Educational Goals / Teaching Points
We aim to provide a review of unusual locations of ectopic pregnancies, including ovarian, interstitial, intramural, cervical, Cesarean section scar, and abdominal implantations. We will also review heterotopic pregnancies. We will discuss imaging findings, possible complications, and expected management of these findings.

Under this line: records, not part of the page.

PR #13, opened 2020-10-26
Add gradient for tensor product basis

alexfikl:


modepy/tools.py
```diff
@@ -397,6 +400,42 @@ def try_add_tet(d1, d2, d3, d4):
 submesh = MovedFunctionDeprecationWrapper(simplex_submesh)
 
 
+def hypercube_submesh(node_tuples):
```
alexfikl, line 403: Shamelessly copied from [meshmode](https://github.com/inducer/meshmode/blob/master/meshmode/mesh/tools.py#L54).

inducer (approved):
Thanks! LGTM, just one question. :)

modepy/modes.py
```diff
@@ -648,6 +662,41 @@ def tensor_product_basis(dims, basis_1d):
...
+    func = (basis_1d, grad_basis_1d)
+    return tuple(
+            _TensorProductGradientBasisFunction(order, [
+                [func[i][k] for i, k in zip(iderivative, order)]
+                for iderivative in wandering_element(dims)
+                ])
+            for order in gnitb(len(basis_1d), dims))
+
+
+def legendre_tensor_product_basis(dims, order):
```
alexfikl, line 688: Should these guys be exported in `modepy.__init__`? I mostly added them for testing to match the interface of `simplex_onb`.

modepy/tools.py
alexfikl: Started bumping versions in eaa8500.

What do you think of the rename? Is it ok?

modepy/modes.py
inducer: I think they're common enough that that makes sense.

modepy/tools.py
inducer: Rename is fine.

modepy/modes.py
```diff
@@ -648,6 +663,41 @@ def tensor_product_basis(dims, basis_1d):
...
 
+
+def grad_tensor_product_basis(dims, basis_1d, grad_basis_1d):
+    """Provides derivatives for each of the basis functions generated by
+    :func:`tensor_product_basis`.
+
+    :returns: a :class:`tuple` of callables, where each one returns a
+        *dims*-dimensional :class:`tuple`, one for each derivative.
+
+    .. versionadded: 2020.2
```
inducer, line 674:
```suggestion
    .. versionadded:: 2020.2
```
Does it render properly with just one colon?

alexfikl: Nope, it was just a typo!

modepy/modes.py
alexfikl: Done in 47a416f.

inducer:
Thanks for working on this!

PR #14, opened 2020-10-29
Add quadrature on the square and cube

alexfikl:
This adds the quadrature rules from [Witherden and Vincent](https://doi.org/10.1016/j.camwa.2015.03.017).

I also added an extractor for the rules from [Festa and Sommariva](https://doi.org/10.1016/j.cam.2012.05.021) that can be found [here](https://www.math.unipd.it/~alvise/sets.html) before realizing those are GPL licensed. They're also just for the square (not the cube), but have orders up to 55 while WV only goes to 20.


modepy/tools.py
```diff
@@ -101,6 +101,13 @@ def simplex_integral(self):
                 * reduce(mul, (factorial(alpha) for alpha in self.exponents))
                 / factorial(len(self.exponents)+sum(self.exponents)))
 
+    def hypercube_integral(self):
+        """Integral over the unit hypercube."""
```
inducer, line 105:
```suggestion
        """Integral over :math:`[0,1]^n`."""
```

modepy/quadrature/witherden_vincent_quad_data.py
```diff
@@ -0,0 +1,2106 @@
+# GENERATED by modepy/contrib/weights-from-witherden-vincent.py
```
inducer, line 1: Maybe generate a copyright/license statement here?

contrib/weights-from-festa-sommariva.py
```diff
@@ -0,0 +1,116 @@
...
+    return result
+
+
+square_data = process_rules(%s)"""
+
+
+def generate_festa_sommariva_quadrature_rules(outfile, pointset="set_amr_square"):
+    filename = f"{pointset}.m"
+    download_from_web_if_not_present(
+            url=f"https://www.math.unipd.it/~alvise/POINTSETS/{filename}",
```
inducer, line 59: Ask https://archive.org to archive this and use the resulting URL.

modepy/tools.py
inducer: If you're feeling kind, maybe also define the "unit simplex" above.

inducer (commented):
Looks great. Just a couple wrinkles.

contrib/weights-from-festa-sommariva.py
alexfikl: Fixed in 1e73044 (hopefully that's what you meant)

modepy/tools.py
alexfikl: Fixed in a4363b0.

Is there a more compact expression for the simplex?

modepy/quadrature/witherden_vincent_quad_data.py
alexfikl: For the original authors? How would that look like?

modepy/tools.py
inducer: Thx! Not that I know of.

modepy/quadrature/witherden_vincent_quad_data.py
inducer:
```py
__copyright__ = "(C) Witherden and company"
__license__ = """
The glorious text of the applicable CC license
"""
```
?

alexfikl: How does 73d718f look?  There doesn't seem to be a standard header for CC licenses.

inducer:
Thanks!

PR #15, opened 2020-10-30
Add padua points and some helpers

alexfikl:
This mostly just adds the nodes for arbitrary orders (see [wiki](https://en.wikipedia.org/wiki/Padua_points)).

Some questions / remarks:
- [ ] What would be some cool things to check?
- [ ] These points are not very symmetric. In particular, they have different numbers of nodes on faces. Will the face mass matrices still work?
- [ ] For the standard case, there's also an associated Chebychev-Gauss-type quadrature. Worth adding?
- [ ] The order of the nodes is a bit haphazard at the moment. Would be useful to sort them in lexicographic order like the tensor product case.


inducer:
> These points are not very symmetric. In particular, they have different numbers of nodes on faces. Will the face mass matrices still work?

Hmm. Probably. There's a face homogeneity assumption there currently which we would need to break. Fortunately, the data structures can take this. It's just the logic that needs some help.

PR #16, opened 2020-11-04
Implement the face mass matrices for tensor products

alexfikl:
A few of things are added here:

* a new module `modepy.shapes` to define the various supported reference elements, for now simplices and hypercubes.
* use these to abstract the different behavior when constructing face matrices.
* some non-trivial moving around of the docs

The version was bumped to `2020.3` too.

- [ ] Test against unmodified meshmode: https://github.com/inducer/meshmode/pull/95
- [ ] Meshmode changes that depend on this: https://github.com/inducer/meshmode/pull/70


modepy/matrices.py
```diff
@@ -252,33 +252,68 @@ def __init__(self, face_vertices):
...
+        """
+        :arg face_vertices: an array of shape ``[dim, npts]``, where *npts*
+            should equal `2**(dim - 1)`.
+        """
+        vol_dim, npts = face_vertices.shape
+        if npts != 2**(vol_dim-1):
+            raise ValueError("face_vertices has wrong shape")
+
+        self.origin = face_vertices[:, 0].reshape(-1, 1)
+        self.span = face_vertices[:, -2:0:-1] - self.origin
```
alexfikl, line 275: Had to reverse things here too for it to work! (see inducer/meshmode#70)

modepy/matrices.py
```diff
@@ -252,33 +252,68 @@ def __init__(self, face_vertices):
...
+        return self.origin + np.einsum("ad,dn->an", self.span, points*0.5 + 0.5)
+
+
+def modal_face_mass_matrix(trial_basis, order, face_vertices,
+        test_basis=None, domain=None):
     """
     :arg face_vertices: an array of shape ``[dim, npts]``, where *npts*
         should equal *dim*.
+    :arg domain: identifier for the reference element, can be one of
+        `"simplex"` or `"hypercube"`.
```
alexfikl, line 289: I used this "domain" thing before, but I'm not exactly sure it's a good API. Any thoughts/suggestions?

modepy/matrices.py
```diff
@@ -243,42 +243,80 @@ def mass_matrix(basis, nodes):
...
 
     .. versionadded :: 2016.1
+
+    .. versionchanged:: 2020.5
```
alexfikl, line 296: Note to self: change this!

modepy/matrices.py
alexfikl: Nevermind, the tests do pass without reversing, but it does flip the vertices in the same way.

modepy/matrices.py
```diff
@@ -243,42 +243,76 @@ def mass_matrix(basis, nodes):
...
+
+    if domain == "simplex":
+        from modepy.quadrature.grundmann_moeller import \
+                GrundmannMoellerSimplexQuadrature
+        fmap = _SimplexFaceMap(face_vertices)
+        quad = GrundmannMoellerSimplexQuadrature(order, fmap.face_dim)
+    elif domain == "hypercube":
+        from modepy.quadrature import LegendreGaussTensorProductQuadrature
+        fmap = _HypercubeFaceMap(face_vertices)
+        quad = LegendreGaussTensorProductQuadrature(fmap.face_dim, order)
```
inducer, line 311: I can't help but spot that these quadrature constructors are inconsistent in arg order. Flip? (I noticed that LGTP is being added below: just in time, phew!)

modepy/matrices.py
inducer: How about this: Make `Hypercube` and `Simplex` classes somewhere that know their dimension (but nothing else) (`modepy.shapes`?), and then make `get_face_map` and `get_quadrature_with_order` and use `functools.singledispatch` to register implementations? Over time, we could use this pattern in more of modepy. Julia: the good parts. :)

modepy/modes.py
```diff
@@ -658,6 +658,10 @@ def tensor_product_basis(dims, basis_1d):
 
     .. versionadded:: 2017.1
     """
+    if dims == 0:
+        # NOTE: using to maintain consistency in the 0d case
+        return simplex_onb(dims, len(basis_1d))
```
inducer, line 663: This yuck has to go. Part of why I'm eager to have a new API (the `shapes` thing provides a convenient excuse) is to get rid of this. (Another motivation for a new API is to use symbolic basis functions.)

(Feel free to resolve this without action, but I had to say it.)

modepy/modes.py
```diff
@@ -673,6 +677,10 @@ def grad_tensor_product_basis(dims, basis_1d, grad_basis_1d):
 
     .. versionadded:: 2020.2
     """
+    if dims == 0:
+        # NOTE: using to maintain consistency in the 0d case
+        return grad_simplex_onb(dims, len(basis_1d))
```
inducer, line 682: :vomiting_face:

modepy/nodes.py
```diff
@@ -302,6 +302,10 @@ def tensor_product_nodes(dims, nodes_1d):
 
     .. versionadded:: 2017.1
     """
+    if dims == 0:
+        # NOTE: using this to maintain consistency in the 0d case
+        return warp_and_blend_nodes(dims, 1)
+
```
inducer, line 308: :hankey:

modepy/quadrature/__init__.py
```diff
@@ -82,3 +82,29 @@ def __init__(self, quad, left, right):
         Quadrature.__init__(self,
                 left + (quad.nodes+1) / 2 * length,
                 quad.weights * half_length)
+
+
+class TensorProductQuadrature(Quadrature):
+    def __init__(self, dims, quad):
```
inducer, line 88: Arg order: see above.

modepy/quadrature/__init__.py
```diff
@@ -82,3 +82,29 @@ def __init__(self, quad, left, right):
...
+                dtype=np.float,
+                count=quad.weights.size**dims)
+        assert w.size == x.shape[1]
+
+        super().__init__(x, w)
+        self.exact_to = quad.exact_to
+
+
+class LegendreGaussTensorProductQuadrature(TensorProductQuadrature):
+    def __init__(self, dims, N, backend=None):      # noqa: N803
```
inducer, line 107: Arg order: see above.

modepy/tools.py
```diff
@@ -229,6 +233,15 @@ def barycentric_to_equilateral(bary):
 # }}}
 
 
+# {{{ hypercube coordinate mapping
+
+def hypercube_unit_vertices(dims):
+    from modepy.nodes import tensor_product_nodes
+    return tensor_product_nodes(dims, np.array([-1.0, 1.0])).T
```
inducer, line 240: All this stuff would do well in `modepy.shapes`.

inducer (commented):
Thanks! Some comments/ideas below. Let me know what you think.

modepy/matrices.py
alexfikl: Stubbed something out along those lines in 704e686. What do you think?

I put a `get_basis` (and friends) in there that feel like they belong in `modepy.modes` (or `modepy.nodes`, etc) where the things are actually defined. Should I move them?

modepy/matrices.py
alexfikl: Yep! Fixed somewhere in 704e686.

modepy/quadrature/__init__.py
alexfikl: This seems like it should stay like this? All the `tensor_product_basis` and `tensor_product_nodes` functions take `(dims, thing_1d)`

modepy/matrices.py
inducer: Yeah, I'd feel better about them being moved. One advantage of the `singledispatch` solution is that these functions don't need to live in the same file as the class.

modepy/matrices.py
inducer: Hmm, upon closer inspection (and as you note below): It seems that the quadrature interfaces (Grundmann-Möller, Xiao-Gimbutas, Vioreanu-Rokhlin) are actually the inconsistent one here. Almost everybody (except them) use (dims, order). Any ideas on how we could switch them over to (dims, order) in a somewhat backward-compatible way?

modepy/matrices.py
alexfikl: Moved most things out in 7acf2b0.

modepy/matrices.py
alexfikl: Nothing comes to mind. They're both positional arguments and integers, so no particular way to distinguish between them :confounded:

modepy/shapes.py
```diff
@@ -0,0 +1,547 @@
...
+
+r"""
+:mod:`modepy.shapes` provides a generic description of the supported shapes
+(i.e. reference elements).
+
+.. currentmodule:: modepy
+
+.. autoclass:: Shape
+.. autoclass:: Face
+.. autofunction:: biunit_vertices_for_shape
```
inducer, line 11: I'm tempted to push for `biunit_vertices_for_shape`. Everywhere else calls "bi-unit" just unit. No really good reason to start being inconsistent with that now, even if it's technically more precise. What do you think?

modepy/nodes.py
```diff
@@ -291,31 +324,157 @@ def warp_and_blend_nodes(dims, n, node_tuples=None):
...
+# {{{ QN
+
+@node_tuples_for_space.register(QN)
+def _(space: QN):
+    from pytools import \
+            generate_nonnegative_integer_tuples_below as gnitb
+    return tuple([
+        tp[::-1] for tp in gnitb(space.order + 1, space.spatial_dim)
+        ])
```
alexfikl, line 447: Reopening https://github.com/alexfikl/modepy/pull/1#discussion_r533931559, since I realized it might be a bit of a nasty hack.

I basically just transposed the node tuples so that getting equidistant nodes is the same in both of those cases.

modepy/shapes.py
alexfikl: Do you mean `unit_vertices_for_shape`?

From a quick grep, only `unit_to_barycentric` seems to still be using that + some documentation that can be updated, so it doesn't seem like too big of a hassle to change everything to `biunit`.

There's a lot of `unit_nodes` in `meshmode` though, so I'm leaning more towards just using `unit_vertices_for_shape`, since the coordinates are documented.

inducer: Agreed. My thought to go back to `unit` instead of `biunit` came after some meshmode hacking. I don't/no longer think it's worth it to start being inconsistent with all that code.

alexfikl: Renamed in 338e1aa.

modepy/matrices.py
inducer: Looks like we're stuck with this inconsistency. All new code should use `(dim, order)`, but I don't think there's a good reason to dredge up the quadrature getters. I've pushed in some FIXMEs at least, so that the issue doesn't propagate. a6f8939

modepy/quadrature/__init__.py
inducer: The way I'd like to get rid of this (and `tensor_product_nodes`) is by making an interface that takes a sequence of 1D nodes/quadratures. For `tensor_product_nodes`, it'll probably have to be a new name (`tensor_product_nodes_of([...])`, `tensor_product_nodes_inhom`?), with the existing function deprecated. `TensorProductQuadrature` is new enough that I wouldn't feel bad about just changing it.

Does that sound like a reasonable plan?

modepy/nodes.py
inducer: By "transposed", you mean the order reversal of the tuple? If so, then I think that's fine. I'd like to standardize on "reversed `gnitb` order" everywhere, to minimize the potential for confusion, and avoid the flips we battled in https://github.com/inducer/meshmode/pull/70. Does that sound reasonable?

inducer: FWIW, the code here looks OK to me.

alexfikl: Yes, flipped, not transposed!

Sounds good to me! Just wanted to make sure.

modepy/quadrature/__init__.py
alexfikl: Yeah, sounds good. This PR introduces the tensor product quadrature stuff, so that's fine! 

This one can probably be hacked around to keep the same name with `tensor_product_nodes(dims_or_list_of_nodes, nodes_1d=None)`? Not sure if it's worth the trouble though.

`tensor_product_nodes_from`? `make_tensor_product_nodes`?

inducer: I think I like the same-name solution the best. `isinstance(dims, Number)` is pretty bullet-proof.

alexfikl: Updated `tensor_product_nodes` in 368bd74 and `TensorProductQuadrature` in ef01010.

Let me know if it looks OK!

modepy/quadrature/__init__.py
```diff
@@ -82,3 +102,79 @@ def __init__(self, quad, left, right):
...
+            intervals, one for each dimension of the tensor product.
+        """
+
+        from modepy.nodes import tensor_product_nodes
+        x = tensor_product_nodes([quad.nodes for quad in quads])
+        w = np.prod(tensor_product_nodes([quad.weights for quad in quads]), axis=0)
+        assert w.size == x.shape[1]
+
+        super().__init__(x, w)
+        self.exact_to = min(quad.exact_to for quad in quads)
```
alexfikl, line 124: This looks false. What's the combined order?

inducer: To my mind, the real problem is that `exact_to` is not well-defined, at least not yet. I propose we define it as "exactly integrates up to *this* (summed) degree in multiple dimensions". (and record it in the docs) Under that definition, I think `min` is correct.

inducer: How come you suspect it to be wrong?

modepy/quadrature/__init__.py
```diff
@@ -82,3 +102,79 @@ def __init__(self, quad, left, right):
         Quadrature.__init__(self,
                 left + (quad.nodes+1) / 2 * length,
                 quad.weights * half_length)
+
+
+class TensorProductQuadrature(Quadrature):
```
inducer, line 107: We've got another case of "1D is special" here, where (for example) a `TensorProductQuadrature` with one entry in `quads` works differently from the 1D quadratures it takes as input.

modepy/quadrature/__init__.py
inducer: Thanks for working on that! Left a comment.

modepy/quadrature/__init__.py
alexfikl: I just chose `min` out of pessimism and then realized that it may require some actual thought.

Added some docs in 099e587.

modepy/quadrature/__init__.py
alexfikl: The only difference seems to be that `nodes` is of shape `(1, nnodes)` instead of just `nnodes`, right?

Any preference for a fix? I can add a `squeeze` in there or implement `__new__` and just return the 1D quadrature back?

inducer: I would kind of like to push in the opposite direction, of everything being dimension-explicit, even the 1D things. Of course that'll make 1D things a tiny bit more awkward, but people can squeeze pretty easily. How about introducing a flag to the 1D quadrature getters (like `force_dim_axis=False`) and deprecating the `force_dim_axis=False` case?

modepy/quadrature/__init__.py
```diff
@@ -82,3 +102,83 @@ def __init__(self, quad, left, right):
...
+    """
+    .. attribute:: exact_to
+
+        The tensor product quadrature is exact up to this summed polynomial degree.
```
inducer, line 111: Not liking this much. `exact_to` is part of the `Quadrature` base interface, and this class shouldn't change its mind on what that means. What I was proposing is to document (in `Quadrature`) that exactness means exactness on P^N of that degree (in the multi-D) case.

modepy/quadrature/__init__.py
inducer: Thanks! Commented there. Any other reason why this wouldn't live up to the definition I proposed?

modepy/quadrature/__init__.py
alexfikl: Which getters do you mean? `JacobiGaussQuadrature` and friends?

modepy/quadrature/__init__.py
alexfikl: The docs for `Quadrature.exact_to` already mention it's about the "total degree". Isn't that sufficient to imply `P^N` even in higher dimensions?

The tensor product quadrature would integrate up to a "maximum degree", right?

modepy/quadrature/__init__.py
inducer: Yeah. Everyone that produces a 1D quadrature.

modepy/quadrature/__init__.py
inducer: > The docs for `Quadrature.exact_to` already mention it's about the "total degree"

Oof. Good point. Then most of the data returned is currently incorrect. (see [here](https://en.wikipedia.org/wiki/Degree_of_a_polynomial#Extension_to_polynomials_with_two_or_more_variables))

I propose we change that wording to P^N (giving a weaker guarantee, but one that matches the data that's actually being returned).

modepy/quadrature/__init__.py
alexfikl: 877018e

Hopefully I didn't forget anyone.

modepy/quadrature/__init__.py
alexfikl: How does 10a17d5 look?

inducer: LGTM

modepy/quadrature/__init__.py
inducer: LGTM

modepy/quadrature/__init__.py
inducer: (Superseded by discussion below.)

inducer (approved):
Looking good! Two minor things, I'll deal with them.

modepy/shapes.py
```diff
@@ -0,0 +1,547 @@
...
+
+
+def _hypercube_face_to_vol_map(face_vertices: np.ndarray, p: np.ndarray):
+    dim, npoints = face_vertices.shape
+    if npoints != 2**(dim - 1):
+        raise ValueError("'face_vertices' has wrong shape")
+
+    origin = face_vertices[:, 0].reshape(-1, 1)
+
+    # works up to (and including) 3D:
```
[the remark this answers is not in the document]
inducer: 081077b

inducer:
Thanks for seeing this through!

alexfikl:
> Thanks for seeing this through!

Yeah, this was a big one! That title is not even remotely accurate anymore!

Key Anatomic/Physiologic Issues and Imaging Findings/Techniques
This exhibit will utilize a case-based approach to review unusual ectopic implantation locations. We will provide illustrative examples and describe pearls and pitfalls in differentiating these locations, as well as clinical implications. For example, ovarian ectopic pregnancies can appear very similar to corpus lutea but generally have a thicker and more echogenic surrounding ring and can be seen along with a corpus luteum in the same ovary. There is risk of rupture or torsion with ovarian ectopic pregnancies and treatment is surgical, so recognizing an ovarian ectopic is critical. As another example, cervical ectopic pregnancies can be easily confused with spontaneous abortions in progress but exhibit subtle differences such as increased surrounding vascularity and lack of sliding movement of the gestational sac within the endocervical canal. Misdiagnosis of a cervical ectopic as a spontaneous abortion in progress and subsequent treatment with dilation and curettage can lead to life-threatening hemorrhage. Knowledge of key ultrasound anatomical findings and visualization techniques as demonstrated by our case series will help viewers avoid pitfalls in diagnosis. We will show correlative CT and MRI images where applicable and review possible associated complications including torsion, rupture, and hemorrhage.

Conclusion
Early diagnosis of ectopic pregnancy can avoid significant maternal morbidity and mortality. This exhibit will review uncommon implantation locations and highlight key findings to help identify and localize ectopic pregnancies and their potential complications.